Deploying Infisical on-premise with high availability requires deep knowledge in areas like networking, container orchestration, and database management. This guide presents a reference architecture that outlines how to achieve such a deployment effectively. For organizations that do not have the necessary resources or expertise, we recommend opting for managed, dedicated Infisical instances or engaging professional services to mitigate the complexities.

System Overview

On premise architecture

The architecture above utilizes a combination of Kubernetes for orchestrating stateless components and virtual machines (VMs) or bare metal for stateful components. The infrastructure spans multiple data centers for redundancy and load distribution, enhancing availability and disaster recovery capabilities. You may duplicate the architecture in multiple data centers and join them via Consul to increase availability. This way, if one data center is out of order, active data centers will take over workloads.

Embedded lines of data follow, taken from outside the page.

PR #3211, opened 2019-10-23
computed fields in export/import metadata, other fixes

### LINKED ISSUE #3232: After adding computed columns, GraphQL schema returns empty
This could easily be me not knowing how to create the computed column, or trying to create it in a way that is not supported.  
But after I created it the GraphQL schema is blank.  

Here are the steps to reproduce it.

```sql
CREATE TABLE public.calistings
(
    id uuid NOT NULL DEFAULT gen_random_uuid(),    
    location geometry(Point,4326)
)
```

```sql
CREATE FUNCTION calc_calisting_distance(calisting_row calistings,location json)
 RETURNS INTEGER AS $$
   SELECT ST_DISTANCE(calisting_row.location::geography, ST_GeomFromGeoJSON(location::text)::geography)::integer
 $$ LANGUAGE sql STABLE;
```

```javascript
{
    "type":"add_computed_field",
    "args":{
        "table":{
            "name":"calistings",
            "schema":"public"
        },
        "name":"distance",
        "definition":{
            "function":{
                "name":"calc_calisting_distance",
                "schema":"public"
            },
            "table_argument":"calisting_row"
        }
    }
}
```

After I create the computed column, using the query endpoint.  The GraphQL schema, from the intropsection query, is returned blank.  If I remove the computed column, the introspection query returns the schema.

Tried checking the logs in the graphql-engine but no error is shown.  I can see the introspection query hitting the server and responding with a 200 status OK.

I think the issue might be in the way I am creating the computed column.  I didn't see a way to pass the function arguments to the api.  Only the row name and type.

Thanks

### LINKED ISSUE #3290: computed fields should be persisted via metadata
Computed fields can be added via the metadata api but they are not exported or persisted via the metadata.json file.

This is critical for reproducible dockerized deployments.

rakeshkky:
### Description

- Support computed fields for each of item in `tables` in export/import metadata
- Add computed fields to cache before permissions, since permissions depend on computed fields availability
- Add (explicitly) computed fields' function input arguments scalars to GraphQL schema
- Remove the traces of `computedCol..` names in the codebase.

### Affected components 

- Server
- Tests

### Related Issues

Fix #3232, fix #3290

### Solution and Design

- Add `computed_fields` to each `table` in `export_metadata` and `replace_metadata` query API.
- In `buildSchemaCacheWithOptions` function, move computed fields related code before permissions.
- While generating the input object of `args` input field of computed fields, generate scalars for input argument fields and add them explicitly to scalar set.

### Steps to test and verify

- After adding computed fields to metadata, the `export_metadata` should comprise computed fields for a table
- For issue #3232, follow the reproduction guide and make sure the introspection query passes through.


server/src-lib/Hasura/RQL/DDL/Permission.hs
```diff
@@ -236,16 +235,7 @@ buildSelPermInfo role tabInfo sp = do
...
-    case _cfiReturnType computedFieldInfo of
-      CFRScalar _ -> pure ()
-      CFRSetofTable returnTable -> do
-        returnTableInfo <- askTabInfo returnTable
-        let function = _cffName $ _cfiFunction $ computedFieldInfo
-            errModifier e = "computed field " <> name <<> " executes function "
-                             <> function <<> " which returns set of table "
-                             <> returnTable <<> "; " <> e
-        void $ modifyErr errModifier $ askPermInfo returnTableInfo role PASelect
+    void $ askComputedFieldInfo fieldInfoMap name
```
rakeshkky: Why these checks are removed?

Defining select permission of a table depends upon the existence of select permission on another table. It complicates the adding permissions to metadata in `replace_metadata` query API. The order of permissions in query payload matters now. The `replace_metadata` should pass whatever the order the metadata items are given. Hence the check for select permission are being removed.

While generating the schema for a role, the select permission for computed field returning table is taken into account and omitted if select permission is not defined. However, this logic is been there.

lexi-lambda: > The order of permissions in query payload matters now.

Does this have any potential to make `export_metadata` + `replace_metadata` non-idempotent? That is, do we take care to export the metadata in the right order so that it will never cause any problems when passed directly to `replace_metadata`?

rakeshkky: > Does this have any potential to make export_metadata + replace_metadata non-idempotent?

Yes. 

> do we take care to export the metadata in the right order so that it will never cause any problems when passed directly to replace_metadata?

No, neither the export metadata nor replace metadata should care about the order. However, in https://github.com/hasura/graphql-engine/pull/3230 we’re making the order deterministic to help CLI to compare and show “diff” of exported metadata.

lexi-lambda: > No, neither the export metadata nor replace metadata should care about the order.

I’m confused. You said

> The order of permissions in query payload matters now. The `replace_metadata` should pass whatever the order the metadata items are given.

which sounds like `replace_metadata` caring about the order to me… but maybe I misunderstood your comment. I interpreted it to mean “we used to do some complicated check to ensure the consistency between a recursive group of things, but now we do a simpler check by assuming we’re given things in the right order so that we can check them top to bottom.” Was my interpretation wrong?

rakeshkky: Apologies for the unclear comment. 

> The order of permissions in query payload matters now. 

I mean the above sentence if checking for select permissions on returning table. I updated the comment. Hope this is clear to you.

rakeshkky: Trying to remove all confusions.

We used to check for select permissions on returning tables of computed fields. This complicates the `replace_metadata` logic since the addition of select permission depends on the existence of another select permission. Thus the `replace_metadata` expects the permissions to be in "order". 

Now, the validation of computed fields in permission is simplified by avoiding the select permission check on returning tables.

rakeshkky: In commit https://github.com/hasura/graphql-engine/pull/3211/commits/c776fe6a2fca490dd8b978e1438e8142a8121639, I've made change to only accept the computed fields returning scalar types in select permissions.

PR #3226, opened 2019-10-24
[wip] improve validation of root fields

### LINKED ISSUE #3220: Why is Hasura erring on startup with “following root fields are duplicated” in beta8?
This question is for a Hasura application running against a Postgres database. When running beta6, everything is working. However, after updating to beta8, Hasura does not start.

Here is the last log message when starting with beta6:

```
{
    "timestamp": "2019-10-23T19:07:55.521+0000",
    "level": "info",
    "type": "startup",
    "detail": {
        "kind": "server",
        "info": {
            "time_taken": 0.486567746,
            "message": "starting API server"
        }
    }
}
```

And here is the last log message starting with beta8:

```
{
    "path": "$.args[0].args",
    "error": "following root fields are duplicated: ******",
    "code": "unexpected"
}
```

We are carrying on with beta6 for now, if anyone has an open communications channel with Hasura, it might be good to let them know they introduced a breaking change with their latest release. It would be good to get on the upgrade pathway again, hopefully we are not stuck on beta6 for whatever reason.

Cross posted from: https://stackoverflow.com/questions/58529871/why-is-hasura-erring-on-startup-with-following-root-fields-are-duplicated-in-b

rakeshkky:
### Affected components 

- Server
- Console
- CLI
- Docs
- Community Content
- Build System
- Tests
- Other (list it)

### DIFF
--- a/server/src-lib/Hasura/GraphQL/Schema.hs
+++ b/server/src-lib/Hasura/GraphQL/Schema.hs
@@ -331,15 +331,15 @@ getRootFldsRole'
 getRootFldsRole' tn primCols constraints fields funcs insM
                  selM updM delM viM tableConfig =
   RootFields
-    { rootQueryFields = makeFieldMap
-        $  funcQueries
+    { rootQueryFields =
+        funcQueries
         <> funcAggQueries
         <> catMaybes
           [ getSelDet <$> selM
           , getSelAggDet selM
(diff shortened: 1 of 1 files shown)


rakeshkky:
This improvement is going through https://github.com/hasura/graphql-engine/pull/3154, hence closing this.

PR #3236, opened 2019-10-25
improve event fetch query

tirumaraiselvan:
### Description

Improve the fetch events query 

### Affected components 

- Server
- Console

### Solution and Design
1. When an event trigger is deleted, set `archived = 't'` for all its corresponding events. Instead of joining to find active event triggers (like it happens currently), check for archived.  

2. Add index to `delivered` column. 

### Steps to test and verify
```
postgres=# explain  SELECT l.id
                        FROM hdb_catalog.event_log l
                        JOIN hdb_catalog.event_triggers e
                        ON (l.trigger_name = e.name)
                        WHERE l.delivered ='f' and l.error = 'f' and l.locked = 'f'
                              and (l.next_retry_at is NULL or l.next_retry_at <= now())
                        FOR UPDATE SKIP LOCKED
                        LIMIT 100 ;
                                                                QUERY PLAN                                                                
------------------------------------------------------------------------------------------------------------------------------------------
 Limit  (cost=0.57..30.06 rows=100 width=49)
   ->  LockRows  (cost=0.57..64027.16 rows=217110 width=49)
         ->  Merge Join  (cost=0.57..61856.06 rows=217110 width=49)
               Merge Cond: (l.trigger_name = e.name)
               ->  Index Scan using event_log_trigger_name_idx on event_log l  (cost=0.42..59087.56 rows=217110 width=56)
                     Filter: ((NOT delivered) AND (NOT error) AND (NOT locked) AND ((next_retry_at IS NULL) OR (next_retry_at <= now())))
               ->  Index Scan using event_triggers_pkey on event_triggers e  (cost=0.15..53.70 rows=370 width=38)
(7 rows)

postgres=# explain  SELECT l.id
                        FROM (select id, trigger_name from hdb_catalog.event_log 
                                      WHERE delivered ='f' and error = 'f' and locked = 'f'
                              and (next_retry_at is NULL or next_retry_at <= now()) and archived = 'f') l
                        FOR UPDATE SKIP LOCKED
                        LIMIT 100;
                                                                      QUERY PLAN                                                                       
-------------------------------------------------------------------------------------------------------------------------------------------------------
 Limit  (cost=0.42..16.54 rows=100 width=43)
   ->  LockRows  (cost=0.42..34995.02 rows=217110 width=43)
         ->  Index Scan using event_log_delivered_idx on event_log  (cost=0.42..32823.92 rows=217110 width=43)
               Index Cond: (delivered = false)
               Filter: ((NOT delivered) AND (NOT error) AND (NOT locked) AND (NOT archived) AND ((next_retry_at IS NULL) OR (next_retry_at <= now())))
(5 rows)

```

It's not clear if the index would help because sometimes postgres prefers seq scan (during experiments), in which case it is just costly to maintain the index.


server/src-rsr/initialise.sql
```diff
@@ -280,11 +280,13 @@ CREATE TABLE hdb_catalog.event_log
   tries INTEGER NOT NULL DEFAULT 0,
   created_at TIMESTAMP DEFAULT NOW(),
   locked BOOLEAN NOT NULL DEFAULT FALSE,
-  next_retry_at TIMESTAMP
+  next_retry_at TIMESTAMP,
+  archived BOOLEAN NOT NULL DEFAULT FALSE
```
lexi-lambda: Instead of doing this, would it be possible to add a foreign key reference to `event_triggers` with `ON DELETE SET NULL`? That seems like it would be essentially the same as adding this `archived` field, but with slightly more support from the database for data integrity.

tirumaraiselvan: Hmm... it would remove the information of the trigger `name` though. I guess that is acceptable, except it would be a breaking change!

lexi-lambda: > what if someone recreates an event trigger and expects the older events to be delivered as well.

To be honest, as a user, I think I would find this behavior extremely surprising… but I also don’t know that much about the use cases for event triggers. Are there other ways that users might currently observe the trigger name of events that have had their associated event trigger deleted? I guess I’m not 100% sure what the purpose of keeping the events around after the trigger has been deleted is in the first place, honestly.

tirumaraiselvan: This was kinda an unfinished story. We had not finalized what to do with the event log of triggers that were deleted. We left it at the point of asking the user what they want explicitly: 

1) keep the events
2) delete the events
3) keep undelivered events till they are delivered

We don't have a statistic of how people are using event triggers and I don't mind doing 2) but it would be a breaking change which would need to be called out.

lexi-lambda: Understood, that makes sense. I don’t know enough about the details here, so I guess the current approach seems alright for now. It does seem like it would be nice to have a more cohesive story for this in general, though.

tirumaraiselvan: Agreed. Will open an issue for making this coherent.

tirumaraiselvan:
@wawhal @rikinsk Can we accommodate `archived` column in the events console page?

tirumaraiselvan:
@rikinsk I tested this and seems fine.

PR #3240, opened 2019-10-25
[RFC] Build server in CI with optimizations, even in pull requests

lexi-lambda:
This PR modifies the CI configuration to always build `graphql-engine` with optimizations enabled, even in pull requests. I think we should do this for the following reasons:

  1. Haskell performance without optimizations can be very poor. Doing any performance-related testing against a non-optimized build is not very meaningful, and enabling optimizations could theoretically even make certain tests run faster (even if the compile times are slower).

  2. We push a Docker image with the built server that we encourage users to try, and it’s not good to encourage anyone to ever use non-optimized builds, even if they’re development versions.

  3. If we start doing automated benchmarking in CI, which we plan to, we’ll have to build an optimized version at some point anyway.

### DIFF
--- a/.circleci/config.yml
+++ b/.circleci/config.yml
@@ -174,8 +174,8 @@ jobs:
             echo "Branch starts with dev or release, or tagged commit starts with v. Optimized build"
             make ci-binary
           else
-            echo "Non-release branch, non-optimized build with coverage"
-            BUILD_FLAGS="--fast --coverage" make ci-binary
+            echo "Non-release branch, build with coverage"
+            BUILD_FLAGS="--coverage" make ci-binary
           fi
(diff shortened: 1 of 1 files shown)


jberryman:
I wonder if it would be worthwhile to run the build first with `-fno-code` (or whatever it is), just to get a fast failure when things don't type-check?

lexi-lambda:
Don’t you think it’s pretty unlikely that people are going to be pushing code that doesn’t typecheck, anyway? Most of the value of CI is running the full test suite against all the different configurations in parallel, which is difficult to do on one’s workstation. The typechecking shouldn’t be any different in CI than it is on your machine.

PR #3257, opened 2019-10-27
fix server dev script (close #3246)

### LINKED ISSUE #3246: scripts/dev.sh test fails due to missing bdist_wheel
dev.sh does not install wheel, and CONTRIBUTING.md does not tell you to install it either. It is unclear which is the best way to solve this issue: some form of installing wheel into the venv, or listing wheel as a dependency in the .md file, for the user to install manually?

cheater:
…g missing. (closes #3246)

Signed-off-by: cheater <195390+cheater@users.noreply.github.com>

### Affected components

- [x] Tests

### Related Issues

#3246 

#### Catalog upgrade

Stateful vs stateless workloads

To reduce the challenges of managing state within Kubernetes, including storage provisioning, persistent volume management, and intricate data backup and recovery processes, we strongly recommend deploying stateful components on Virtual Machines (VMs) or bare metal. As depicted in the architecture, Infisical is intentionally deployed on Kubernetes to leverage its strengths in managing stateless applications. Being stateless, Infisical fully benefits from Kubernetes’ features like horizontal scaling, self-healing, and rolling updates and rollbacks.

Core Components

Kubernetes Cluster

Infisical is deployed on a Kubernetes cluster, which allows for container management, auto-scaling, and self-healing capabilities. A load balancer sits in front of the Kubernetes cluster, directing traffic and ensuring even load distribution across the application nodes. This is the entry point where all other services will interact with Infisical.

Consul as the Networking Backbone

Consul is an critical component in the reference architecture, serving as a unified service networking layer that links and controls services across different environments and data centers. It functions as the common communication channel between data centers for stateless applications on Kubernetes and stateful services such as databases on dedicated VMs or bare metal.

Postgres with Patroni

The database layer is powered by Postgres, with Patroni providing automated management to create a high availability setup. Patroni leverages Consul for several critical operations:

  • Redundancy: By managing a cluster of one primary and multiple secondary Postgres nodes, the architecture ensures redundancy. The primary node handles all the write operations, and secondary nodes handle read operations and are prepared to step up in case of primary failure.

  • Failover and Service Discovery: Consul is integrated with Patroni for service discovery and health checks. When Patroni detects that the primary node is unhealthy, it uses Consul to elect a new primary node from the secondaries, thereby ensuring that the database service remains available.

  • Data Center Awareness: Patroni configured with Consul is aware of the multi-data center setup and can handle failover across data centers if necessary, which further enhances the system’s availability.

Redis with Redis Sentinel

For caching and message brokering:

  • Redis is deployed with a primary-replica setup.
  • Redis Sentinel monitors the Redis nodes, providing automatic failover and service discovery.
  • Write operations go to the primary node, and replicas serve read operations, ensuring data integrity and availability.

Multi data center deployment

Infisical can be deployed across a number of data centers to both increase performance and resiliency to disaster scenarios. For mission critical deployment of Infisical, we recommend deploying Infisical on at least 3 data centers to reduce downtime in the event of complete data center malfunction.

Data Center A

Data Center A houses the primary nodes of both Postgres and Redis, which handle all write operations. The secondary nodes and replicas serve as hot standbys for failover. Consul servers maintain the state of the cluster, elect a leader, and facilitate service discovery.

nthn^{th} data center

The nthn^{th} data center acts as a performance and disaster recovery site, featuring a mesh gateway that enables cross-data center service discovery and configuration. It houses additional secondary nodes for Postgres and Redis replicas, which are ready to be promoted in case the primary data center fails. Additionally, this data center can reduce the latency of applications that need to interact with Infisical, particularly if those applications or services are geographically closer to this data center.

Considerations

The complexity of an on-premise deployment scales with the level of availability required. This reference architecture provides a robust framework for organizations aiming for high availability and disaster resilience. However, it’s important to recognize that this is not a one-size-fits-all solution.

Organizations with less stringent Recovery Time Objectives (RTO) might find that simpler deployments methods using tools such as Docker Compose are adequate. Such setups can still provide a reasonable level of service continuity without the complexities involved in managing a multi-data center environment with Kubernetes, Consul, and other high-availability components.

Ultimately, the choice of architecture should be guided by a thorough analysis of business needs, available resources, and expertise.